Hadits ke-1
عَنْ مَعْقَلٍ قَالَ: أُحَدِّثُكَ حَدِيْثًا سَمِعْتُهُ مِنْ رَسُوْلِ اللهِ (ص) فَقَالَ: مَا مِنْ وَالٍ يَلِيْ رَعِيَّةً مِنَ الْمُسْلِمِيْنَ فَيَمُوْتُ وَ هُوَ غَاشٌّ لَهُمْ إِلَّا حَرَّمَ اللهُ عَلَيْهِ الْجَنَّةَ (رواه البخاري و مسلم).
Artinya:
Bersumber dari Ma‘qal, ia berkata: Aku beritakan kepadamu hadits yang kudengar dari Rasūlullāh s.a.w. Ia bersabda: “Tidak ada seorang pemimpin yang menjadi pemimpin kaum muslimin kemudian ia menipu rakyatnya (korupsi), kecuali Allah s.w.t. mengharamkan atasnya surga.” (H.R. Bukhārī dan Muslim).
Seorang pemimpin (orang yang diserahkan amanah) mempunyai tanggungjawab besar terhadap apa yang dipimpinnya. Presiden, bupati, camat, ketua RT/RW, sampai kepala rumah tangga, tak terkecuali. Tindakan sekecil apa pun yang dilakukan seseorang terkait kepemimpinannya, akan dimintai pertanggungjawaban di akhirat kelak. Maka dari itu, seorang pemimpin yang membohongi dan menipu rakyat atau orang-orang yang dipimpinnya, akan ditolak oleh surga. Selama ia tidak meminta maaf dan bertaubat, pintu surga akan terkunci untuknya.
Yang dimaksud tindakan penipuan atau al-ghāsyi pada hadits di atas mencakup segala perbuatan yang melenceng dari garis hak dan kewajiban yang telah ditentukan bagi seorang pemimpin. Atau dalam pemahaman kontekstualnya, apa yang kita sebut sebagai tindakan korupsi. Efek negatif korupsi, serta peluang untuk melakukannya, selalu terkait dengan besarnya kewenangan yang diterima seseorang.

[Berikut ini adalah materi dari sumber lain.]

PR #1665, opened 2022-03-31
feat(bmd): Accessible Controller Diagnostic

jonahkagan:
## Overview

Task: #1417 

Adds a section for the accessible controller to the pollworker System Diagnostics screen, showing:
- Whether the controller is connected or not
- A button to start an interactive diagnostic test
- Results from the last test, if there are any

Note that currently test results only persist as long as the System Diagnostics screen is open. We may want to persist them longer in the future if we get feedback on that from users.

## Demo Video or Screenshot

https://user-images.githubusercontent.com/530106/161169933-14e5d359-a23e-4fb2-b1c1-83f7c5558ef1.mov

localhost_3000_(Lenovo IdeaPad Flex 14 (FHD))

## Testing Plan 
Added automated tests

## Checklist
  - will add logging in a follow up PR

### DIFF
--- a/frontends/bmd/src/pages/accessible_controller_diagnostic_screen.test.tsx
+++ b/frontends/bmd/src/pages/accessible_controller_diagnostic_screen.test.tsx
@@ -1,0 +1,158 @@
+import React from 'react';
+import { act, render, screen, waitFor } from '@testing-library/react';
+import userEvent from '@testing-library/user-event';
+import MockDate from 'mockdate';
+import { DateTime } from 'luxon';
+import { fakeTts } from '../../test/helpers/fake_tts';
+import { AriaScreenReader } from '../utils/ScreenReader';
+import {
+  AccessibleControllerDiagnosticScreen,
+  AccessibleControllerDiagnosticProps,
+} from './accessible_controller_diagnostic_screen';
+
+const now = DateTime.fromISO('2022-03-23T11:23:00.000Z');
+
+function renderScreen(
+  props: Partial<AccessibleControllerDiagnosticProps> = {}
+) {
+  return render(
+    <AccessibleControllerDiagnosticScreen
+      onComplete={jest.fn()}
+      onCancel={jest.fn()}
+      screenReader={new AriaScreenReader(fakeTts())}
+      {...props}
+    />
+  );
+}
+
+describe('Accessible Controller Diagnostic Screen', () => {
+  beforeEach(() => {
+    MockDate.set(now.toISO());
+  });
+
+  it('yields a success result when all steps are completed', async () => {
+    const mockTts = fakeTts();
+    const screenReader = new AriaScreenReader(mockTts);
+    const onComplete = jest.fn();
+    renderScreen({ onComplete, screenReader });
+
+    screen.getByText('Accessible Controller Test');
+
+    screen.getByText(/Step 1 of 6/);
+    screen.getByText('Press the up button.');
+    // Try out pressing an incorrect button to make sure we actually detect the
+    // right button.
+    act(() => void userEvent.keyboard('{ArrowDown}'));
+    screen.getByText(/Step 1 of 6/);
+    // Then press the up button.
+    // We have to wrap key presses in act to avoid a warning. This may be due to
+    // the fact that the keyDown listener is attached to the document instead of
+    // a React component.
+    act(() => void userEvent.keyboard('{ArrowUp}'));
+
+    await screen.findByText(/Step 2 of 6/);
+    screen.getByText('Press the down button.');
+    act(() => void userEvent.keyboard('{ArrowDown}'));
+
+    await screen.findByText(/Step 3 of 6/);
+    screen.getByText('Press the left button.');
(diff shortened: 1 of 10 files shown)


frontends/bmd/src/pages/accessible_controller_diagnostic_screen.tsx
```diff
@@ -0,0 +1,207 @@
...
+
+  const buttons = [
+    ['Up', 'ArrowUp'],
+    ['Down', 'ArrowDown'],
+    ['Left', 'ArrowLeft'],
+    ['Right', 'ArrowRight'],
+    ['Select', 'Enter'],
+  ];
+  const steps = [
+    ...buttons.map(([buttonName, buttonKey]) => (
```
eventualbuddha, line 174: Why not just build the one we need for the current step?

jonahkagan: the sound diagnostic is also a step though, so it should only be rendered when `step` is 5

eventualbuddha: Oh, whoops. I misread the code. I might try to have a data structure that's just a little more info than the `buttons` one is that says what type it is etc, but I realize that's also introducing similar complexity in another direction. So this is fine.

frontends/bmd/src/pages/poll_worker_screen.tsx
```diff
@@ -339,211 +342,212 @@ export function PollWorkerScreen({
     );
   }
 
-  const pollworkerMainScreen = (
```
jonahkagan, line 342: this diff is mostly undoing a change I had made when I added the diagnostics screen. previously, I had only rendered the sidebar in PollWorkerScreen and then had the main panel render either the poll worker main screen or the diagnostics screen. That didn't work anymore with the full-screen accessible controller diagnostic, so now the diagnostics screen has to render the sidebar itself. this could probably be handled better with an app-wide router, but i think this works for what we've got

frontends/bmd/src/pages/accessible_controller_diagnostic_screen.tsx
```diff
@@ -0,0 +1,288 @@
...
+      margin-bottom: 1em;
+    }
+  }
+`;
+
+interface AccessibleControllerIllustrationProps {
+  highlight?: ButtonName | 'Headphones';
+}
+
+function AccessibleControllerIllustration({
```
carolinemodic, line 47: maybe make this its own file? Are we able to make an svg file or will that not work because of the parameters in the svg?

frontends/bmd/src/pages/accessible_controller_diagnostic_screen.test.tsx
```diff
@@ -0,0 +1,181 @@
...
+
+  it('yields a success result when all steps are completed', async () => {
+    const mockTts = fakeTts();
+    const screenReader = new AriaScreenReader(mockTts);
+    const onComplete = jest.fn();
+    renderScreen({ onComplete, screenReader });
+
+    screen.getByText('Accessible Controller Test');
+
+    function expectToHaveIllustrationHighlight(
```
carolinemodic, line 41: nice

frontends/bmd/src/pages/diagnostics_screen.test.tsx
```diff
@@ -20,20 +26,32 @@ function expectToHaveWarningIcon(element: HTMLElement) {
   expect(element).toHaveClass('dikopi');
 }
 
+function renderScreen(props: Partial<DiagnosticsScreenProps> = {}) {
```
carolinemodic, line 29: I like this pattern

carolinemodic (approved):
Can be a different PR but it would be great to have logging for this :). You could log on each step's success (Down button works, Left button works, etc.) but I think it would also be fine to just log an "init" message when the user starts the test and then a "success" or "failure" after the entire diagnostic with the result. (And I would do a similar pattern for the refreshing printer status as well, an "init" message when the button is clicked and success/failure with the result)

frontends/bmd/src/pages/accessible_controller_diagnostic_screen.tsx
jonahkagan: I first tried making an SVG file but couldn't figure out how to parameterize it without adding a complicated step to the build (there's a tool called SVGR that automatically turns an SVG file into a React component, but no basic TS way to import an SVG as tags, only as an image). I can move it to a separate file

jonahkagan: Actually now that I try moving it, I'm realizing it relies on the ButtonName type from this module, so I think it's actually just easier to leave it in the same file for now.

jonahkagan:
Yeah I'm gonna add logging for the entire hardware diagnostic screen once I finish building each section. I want to get a handle on what the whole feature looks like so I can see if there's a way to make the logging standardized for all of the pieces

Issue #1453, opened 2022-02-28
Remove "pi" backup pin in VxAdmin


carolinemodic:
Right now we have a fallback in VxAdmin where if the user enters pi "314159" there is an option to remove the election definition. This is a fallback in case the machines need to set up and no one knows the pin. We are going to solve this a better way moving forward with a backup admin card sent to customers so this "feature" can be removed.

PR #1666, opened 2022-03-31
Remove pi backup PIN from VxAdmin

arsalansufi:
## Overview

Issue link: https://github.com/votingworks/vxsuite/issues/1453

VxAdmin supports a special backup PIN. If an admin enters pi (314159), they'll be given an option to remove the election definition. This is a fallback for the case that machines need to be set up, and no one knows the PIN. Moving forward, we'll be solving this with a backup admin card sent to customers, so we can remove this special backup PIN.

Oleh karena itu, dengan melihat hadits di atas, siapa pun yang kekuatan pengaruhnya mampu menentukan kehidupan orang lain, hendaknya berhati-hati dalam menggunakannya. Amanah sekecil apa pun haruslah dijalankan dengan standar kebenaran dan kesalehan. Dan siapa pun yang pernah berbohong kepada mereka yang dipimpinnya, segeralah meminta maaf. Agar kekuasaan, kewenangan, pengaruh yang dimiliki, yang pada dasarnya merupakan keistimewaan, tidak menjadi bumerang yang membawa diri ke jurang kenistaan.